During a town hall teleconference Tuesday night, Rep. Travis Childers, D-Miss., said "he would not vote for a House health care reform bill in its current form," a Memphis TV station reports.Rep. Charlie Melancon, D-Louisiana, said "it's appearing more likely that he’ll break with his party and oppose President Barack Obama’s controversial health-care plan should it come to a vote on the House floor," reports Houma Today.

Melancon said he is "still concerned about how the bill, in its current form, will affect individuals and small businesses in south Louisiana. Patient choice comes from competition in the marketplace, and I am concerned that the public option, as designed, would unfairly undercut anything the private sector could offer.”

There's about fifteen Blue Dogs mentioned in the article either firmly against the plan or leaning that way. Representative Massa of New York was on Fox News this morning also coming out against the bill because it isn't liberal enough.

There's 52 Blue Dogs and all are serious candidates to vote against the bill. Only 39 of them would have to vote against the bill to kill it in House.

In the Senate, before the bill could be jammed through, the rules would have to change, or the bill would have to be revenue neutral. By making it revenue neutral, that would hamstring the way in which the legislation could be crafted. (in a way that is technical and far too complicated to explain here) If the Democrats were to change the rules, however, and simply make it a majority vote to pass that would set off chaos. For instance, Robert Byrd, who created the so called reconciliation rule, has said that he would not accept ramming this bill through in such a way.

Furthermore, there are fifteen Senators in the Senate that are the Senate's version of the Blue Dogs. Most of these folks are not going to accept a health care bill that is jammed into the Senate by changing the rules on a bill that is overwhelmingly disapproved by the public at large.

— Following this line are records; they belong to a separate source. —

PR #3160, opened 2024-10-29
frontend: Refactor workflows to use new spacing units

septum:
### Description

- Modified the styling props and config for every workflow to use the new spacing units

###### Before

localhost_3000_catalog_ (1)

###### After

localhost_3000_catalog_

###### Before

localhost_3000_ec2_instance_terminate

###### After

localhost_3000_catalog_ (2)

###### Before

localhost_3000_k8s_job-logs

###### After

localhost_3000_k8s_job-logs

### Testing Performed

Manual


frontend/workflows/k8s/src/k8s-dash-search.tsx
```diff
@@ -14,20 +14,21 @@ import { useDataLayout } from "@clutch-sh/data-layout";
...
 import { yupResolver } from "@hookform/resolvers/yup";
 import SearchIcon from "@mui/icons-material/Search";
+import type { Theme } from "@mui/material";
 import * as yup from "yup";
 
-const Container = styled.div({
-  margin: "32px 0",
-});
+const Container = styled.div(({ theme }: { theme: Theme }) => ({
+  margin: theme.spacing(theme.clutch.spacing.lg, theme.clutch.spacing.none),
```
jdslaugh, line 21: No idea but I wonder if we can override how theme.spacing works and then just be able to provide the levels, like:

```
theme.spacing('lg', 'none');
...
theme.spacing('lg', '16px');
```

Not anything that needs to happen here and might be more trouble than it's worth but could be nice for the future

jdslaugh (commented):
Looks good, can you provide a few before/after screenshots (doesn't have to be everything) just so there's a reference.

frontend/workflows/k8s/src/k8s-dash-search.tsx
septum: The example provided in the documentation seems to indicate that this is possible when using string values:
- https://mui.com/material-ui/customization/spacing/#multiple-arity

septum: It seems that we could add our own spacing function:

- https://github.com/mui/material-ui/blob/429b48a408c8388e2a5cf629874eb467abe4af35/packages/mui-system/src/createTheme/createSpacing.ts#L28 

Seemingly, there's no docs describing this functionality but this may enable the wanted functionality.

jecr: I believe there's an [option](https://mui.com/material-ui/customization/spacing/#custom-spacing) for intercepting string values passed to `theme.spacing` and using the values you defined previously to make a substitution
```
const theme = createTheme({
  spacing: (...args) => // Parse args, substitute strings with clutch.spacing values
});
```

frontend/workflows/projectCatalog/src/details/components/card.tsx
```diff
@@ -50,16 +50,16 @@ interface CardProps extends CatalogDetailsCard, BaseCardProps {}
...
 
 const StyledGrid = styled(Grid)({
   height: "fit-content",
 });
 
 const StyledProgressContainer = styled("div")(({ theme }: { theme: Theme }) => ({
-  marginBottom: theme.spacing(theme.clutch.spacing.sm),
-  marginTop: theme.spacing(-theme.clutch.spacing.base),
+  marginBottom: theme.spacing("sm"),
+  marginTop: theme.spacing("-16px"),
```
jecr, line 62: This could be done, right?
```suggestion
marginTop: theme.spacing(-2),
```

jecr (approved):
Neat!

So, what d we have? The White House is trying, and will try, every dirty political trick and tactic in order to ram health care through. How's that for a "new kind of politics"? Yet, after all of that, they will still fail to pass anything. They don't have the votes to pass this. Moderate Democrats have to face a moderate, if not conservative, constituency. Here's the bottom line. There aren't enough dirty tricks, heavy handed tactics, and arms to twist to pass this bill. The bill is a monstrosity. It creates 53 new regulators. It's 1017 pages of inexplicable language. It's a web of government bureaucracy, control, and interference. There's no amount of Chicago style politics that will change that. So, if the president intends on using every dirty trick he learned in Chicago to ram this through, he can try. He will still, however, fail to pass the bill.